Nella Defensio, che pur dimostra una certa cultura letteraria e una dimestichezza anche con autori classici, il religioso ricorda di avere esortato, con l'autorità di Agostino, la gioventù ferrarese a studiare Virgilio, ma mantiene, nonostante le considerazioni di Guarino, la sua condanna di Terenzio e di certe parti di Virgilio. Ma proprio il fatto che la Defensio riesca abilmente a sviluppare le concessioni fatte dal Veronese - con l'autorità di autori, quali Agostino e Basilio, da lui opposti al frate - sulla pericolosità dell'oscenità di certi classici dimostra, ormai, l'inefficacia del persistere in un tipo di difesa della cultura pagana, che non rifiutasse o ribaltasse radicalmente il concetto stesso di "oscenità" e "licenziosità". Lo scritto di G. è conservato nei manoscritti: Modena, Bibl. Estense, alfa R.8.13, cc. 71v-78r; alfa V.9.8 [lat. 577], cc. 51r-55v; sulla scorta di quest'ultimo manoscritto è edito in F.A. Zaccaria, Iter litterarium per Italiam ab a. 1753 ad a. 1757, II, Venetiis 1762, pp. 326-336. Una scelta di brani della Defensio, riveduti sul codice alfa R.8.13, si trova in Piana, 1982, pp. 284-289.

Nel 1452 G. predicò la quaresima a Reggio Emilia condannando il permesso concesso agli ebrei da Borso d'Este, marchese di Ferrara e signore di Reggio, di gestire banchi di pegno e di praticare prestiti a usura. Ma Borso, anche per tranquillizzare le coscienze degli Anziani di Reggio, fece prontamente sapere che aveva fatto questa concessione avendone "piena licentia per bula apostolica". Nel 1454 G. tenne una serie di prediche extraquaresimali in S. Petronio di Bologna.
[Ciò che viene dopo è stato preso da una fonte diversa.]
PR #11492, opened 2022-06-20
Better clang Windows support

memsharded:
Changelog: Feature: Improve Clang support in Windows.
Docs: TBD

Tested, all with CMake:
- Windows LLVM/Clang with mingw generator
- Windows LLVM/Clang with Ninja and NMake generators
- Windows LLVM/Clang Using different versions of the VS runtime
- Windows Visual Studio integrated ClangCL
- Windows Msys2 LLVM/Clang targeting native Windows, Mingw Clang toolchain

Windows Visual Studio ClangCL with externally installed LLVM/CLang is **impossible** with ``CMake``, it seems possible with native Visual Studio.

Close https://github.com/conan-io/conan/issues/10955
Close https://github.com/conan-io/conan/issues/10835
Close https://github.com/conan-io/conan/issues/1839
Close https://github.com/conan-io/conan/issues/6927
Close https://github.com/conan-io/conan/issues/7868
Close https://github.com/conan-io/conan/issues/9505

PR #12241, opened 2022-10-04
[feature] Detect if running clang compiler on Windows

### LINKED ISSUE #12175: [feature] Recognize Clang CL on Windows as tool method
Just like `is_msvc`, usually, in CCI, we need to use the follow idiom to check when running clang-cl:

```python
@property
def _is_clang_cl(self)
    return (self.settings.os == "Windows" and self.settings.compiler == "clang") or \
            self.settings.get_safe("compiler.toolset") == "ClangCL"
```

It would be great internalizing it as part of `conan.tools.microsoft` so we no longer need to copy/past that method.

You can find its usage by the follow search: https://github.com/conan-io/conan-center-index/search?q=_is_clang_cl

uilianries:
Changelog: Feature: `conan.tools.microsoft.is_clang_cl` detects if running Clang on Windows
Docs: https://github.com/conan-io/docs/pull/2774

close #12175

### DIFF
--- a/conan/tools/microsoft/__init__.py
+++ b/conan/tools/microsoft/__init__.py
@@ -5,3 +5,4 @@ from conan.tools.microsoft.subsystems import unix_path
 from conan.tools.microsoft.toolchain import MSBuildToolchain
 from conan.tools.microsoft.visual import msvc_runtime_flag, VCVars, is_msvc, \
     is_msvc_static_runtime, check_min_vs
+from conan.tools.microsoft.clang import is_clang_cl
--- a/conan/tools/microsoft/clang.py
+++ b/conan/tools/microsoft/clang.py
@@ -1,0 +1,14 @@
+
+def is_clang_cl(conanfile, build_context=False):
+    """ Validate if current compiler in settings is 'clang' and running on Windows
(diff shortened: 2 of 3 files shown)


memsharded (changes requested):
I am afraid this is no longer valid. The ``clangCL`` is nothing specific anymore, and is not part of the new ``msvc`` compiler either, the right compiler is ``clang``, with generator ``Visual Studio``.

Check: https://github.com/conan-io/conan/pull/11492

uilianries:
Closing this one. With #11492 is clear that a generic check for CLang on Windows will not work for many cases. So far, 3% of CCI recipes need to validate clang on Windows, but we don't have a clear situation about which clang and its version. It will be better analyzing each case there and consider the new proposal from #11492.

SpaceIm:
Is it more clear now that https://github.com/conan-io/conan/pull/11492 has been merged? 3% of CCI recipes try to manage clang CL or a mingw clang flavor, but many more are broken and would need better detection of clang CL.

It would also be nice to have a `is_mingw()` (because it can be gcc targeting Windows, or a clang flavor targeting windows).

PR #12133, opened 2022-09-16
WIP: Fix rpath for executables in `fix_apple_shared_install_name` tool

lasote:
Changelog: Feature: The tool `fix_apple_shared_install_name` now also patches the `<package_id>/bin` executables found to point to the libraries at `../lib/xxx.dylib`.
Docs: https://github.com/conan-io/docs/pull/XXXX

Close https://github.com/conan-io/conan/issues/12107

PR #12249, opened 2022-10-05
Fix library install names in packaged executables

### LINKED ISSUE #12107: [feature] fix_apple_shared_install_name: also fix install_name in LC_LOAD_DYLIB of executables in cpp_info.bindirs

For all dylib located in cpp_info.libdirs, `conan.tools.apple.fix_apple_shared_install_name` changes `install_name` to `@rpath` in their `LC_ID_DYLIB` section and also `install_name` of their dependencies in `LC_LOAD_DYLIB`.

But executables located in cpp_info.bindirs are not fixed, so they may not be relocatable if they have been linked to dylib of the same recipe fixed afterwards by `conan.tools.apple.fix_apple_shared_install_name` (because these executables have been created before the call of this method, so they also need this fix).

For example I'm migrating `capnproto` recipe to conan v2, here is the result of `otool -L` on one of its executables after `package()`, even with `fix_apple_shared_install_name(self)`:

```
/Users/spaceim/.conan/data/capnproto/0.10.1/_/_/package/86b3b8f1d2506eef508c4383f35d09efc02ebc0b/bin/capnp:
	/lib/libcapnpc-0.10.1.dylib (compatibility version 0.0.0, current version 0.0.0)
	/lib/libcapnp-json-0.10.1.dylib (compatibility version 0.0.0, current version 0.0.0)
	/lib/libcapnp-0.10.1.dylib (compatibility version 0.0.0, current version 0.0.0)
	/lib/libkj-0.10.1.dylib (compatibility version 0.0.0, current version 0.0.0)
	@rpath/libz.1.dylib (compatibility version 1.0.0, current version 1.2.12)
	/usr/lib/libc++.1.dylib (compatibility version 1.0.0, current version 1300.23.0)
	/usr/lib/libSystem.B.dylib (compatibility version 1.0.0, current version 1311.100.3)
```

(`libcapnpc`, `libcapnp-json`, `libcapnp` & `libkj` are libraries created & packaged in the same recipe, and properly fixed by `fix_apple_shared_install_name()`)

I would have expected:

```
/Users/spaceim/.conan/data/capnproto/0.10.1/_/_/package/86b3b8f1d2506eef508c4383f35d09efc02ebc0b/bin/capnp:
	@rpath/libcapnpc-0.10.1.dylib (compatibility version 0.0.0, current version 0.0.0)
	@rpath/libcapnp-json-0.10.1.dylib (compatibility version 0.0.0, current version 0.0.0)
	@rpath/libcapnp-0.10.1.dylib (compatibility version 0.0.0, current version 0.0.0)
	@rpath/libkj-0.10.1.dylib (compatibility version 0.0.0, current version 0.0.0)
	@rpath/libz.1.dylib (compatibility version 1.0.0, current version 1.2.12)
	/usr/lib/libc++.1.dylib (compatibility version 1.0.0, current version 1300.23.0)
	/usr/lib/libSystem.B.dylib (compatibility version 1.0.0, current version 1311.100.3)
```

jcar87:
Changelog: Feature: The tool `fix_apple_shared_install_name` now also patches the `<package_id>/bin` executables found to point to the libraries at `../lib/xxx.dylib`.
Docs: https://github.com/conan-io/docs/pull/2806

This PR is built upon: https://github.com/conan-io/conan/pull/12133

Main differences from the earlier PR:
* To locate executables inside the binfolders, call `otool -hv` which prints a summary of the Mach-O header:
```
Mach header
      magic  cputype cpusubtype  caps    filetype ncmds sizeofcmds      flags
MH_MAGIC_64    ARM64        ALL  0x00     EXECUTE    20       1120   NOUNDEFS DYLDLINK TWOLEVEL PIE
```
Where `EXECUTE` is what we're after. This simplifies things as we no longer need to check for the executable flag or make other assumptions.

* After retrieving the library dependencies from the executable (with `otool -L`), work out which entries need patching by comparing the entries with the `substitutions` dictionary - this dictionary already includes a list of which libraries in the package were packaged, so we know exactly which ones to patch. This fixes logic to not rely on other reasonings such as checking if install names start with `/lib`

* If the executable references a dependency on `/lib/libfoo.dylib`, and this library is inside the package and we have patched the install name to `@rpath/libfoo.dylib`, then the executable has the reference replaced to exactly that (rather than `@executable_path/../lib/libfoo.dylib` - this is because one typically expects the reference of the dependency to match the install name of the dependency. 

* To support the two points above, and to overcome some inconsistency of libtool - had to add some logic to handle a reference to `/lib/libfoo.1.dylib` even if the install name did not include this originally. 

* Add explicit rpath entries to the executables that are patched. In the typical case, the executable will contain an entry to `@rpath/../lib` - relative paths are computed for this. 

Co-authored with @lasote 

Close https://github.com/conan-io/conan/issues/12107

### DIFF
--- a/conan/tools/apple/apple.py
+++ b/conan/tools/apple/apple.py
@@ -204,8 +204,7 @@ def fix_apple_shared_install_name(conanfile):
         for libdir in libdirs:
             full_folder = os.path.join(conanfile.package_folder, libdir)
             if not os.path.exists(full_folder):
-                # as method package is running before package_info, the cpp.package might be
-                # wrong
+                # Should this be an error?
                 continue
             shared_libs = _darwin_collect_dylibs(full_folder)
             # fix LC_ID_DYLIB in first pass
@@ -231,8 +230,8 @@ def fix_apple_shared_install_name(conanfile):
         for bindir in bindirs:
             full_folder = os.path.join(conanfile.package_folder, bindir)
             if not os.path.exists(full_folder):
-                # as method package is running before package_info, the cpp.package might be
-                # wrong
+                # Skip if the folder does not exist inside the package
+                # (e.g. package does not contain executables but bindirs is defined)
                 continue
             executables = _darwin_collect_executables(full_folder)
             for executable in executables:
@@ -258,4 +257,8 @@ def fix_apple_shared_install_name(conanfile):
 
     if is_apple_os(conanfile) and conanfile.options.get_safe("shared", False):
         substitutions = _fix_dylib_files(conanfile)
+
+        # Only "fix" executables if dylib files were patched, otherwise 
+        # there is nothing to do.
+        if substitutions:
         _fix_executables(conanfile, substitutions)
--- a/conan/tools/apple/apple.py
+++ b/conan/tools/apple/apple.py
@@ -181,6 +181,17 @@ def fix_apple_shared_install_name(conanfile):
                 ret.append(full_path)
         return ret
 
+    def _get_rpath_entries(binary_file):
+        entries = []
+        command = "otool -l {}".format(binary_file)
+        otool_output = check_output_runner(command).splitlines()
+        for count, text in enumerate(otool_output):
+            pass
+            if "LC_RPATH" in text:
+                rpath_entry = otool_output[count+2].split("path ")[1].split(" ")[0]
+                entries.append(rpath_entry)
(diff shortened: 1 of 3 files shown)


czoido (approved):
really nice! :raised_hands:

czoido (approved):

Nel maggio 1455 partecipò a Bologna al capitolo generale degli osservanti dove fu scelto, insieme con Giovanni da Capestrano, Giacomo della Marca, Marco da Bologna, Antonio da Bitonto e Ludovico da Vicenza, tra i predicatori che, per richiesta di Callisto III, dovevano essere mandati a predicare la crociata contro i Turchi. Conclusosi il capitolo, nel quale egli era stato altresì nominato commissario per la Bosnia, G. scrisse, il 30 maggio, una lettera a Giovanni da Capestrano per informarlo sullo svolgimento dell'assemblea, esprimendo soddisfazione per il consolidamento dell'Osservanza e tessendo un elogio di fra Marco da Bologna, che sino ad allora era stato vicario generale degli osservanti cismontani. Nel novembre 1455 partecipò alla congregazione speciale convocata, per volontà di Callisto III, ad Assisi per tentare di stabilire la pace tra le due famiglie francescane dei conventuali e degli osservanti. Durante i lavori dell'assemblea, dalla quale era assente Giovanni da Capestrano, allora in Ungheria, G. propose di rimettere la causa degli osservanti, che i conventuali avrebbero voluto vedere riassorbiti, nelle mani del cardinale Domenico Capranica, protettore dell'Ordine.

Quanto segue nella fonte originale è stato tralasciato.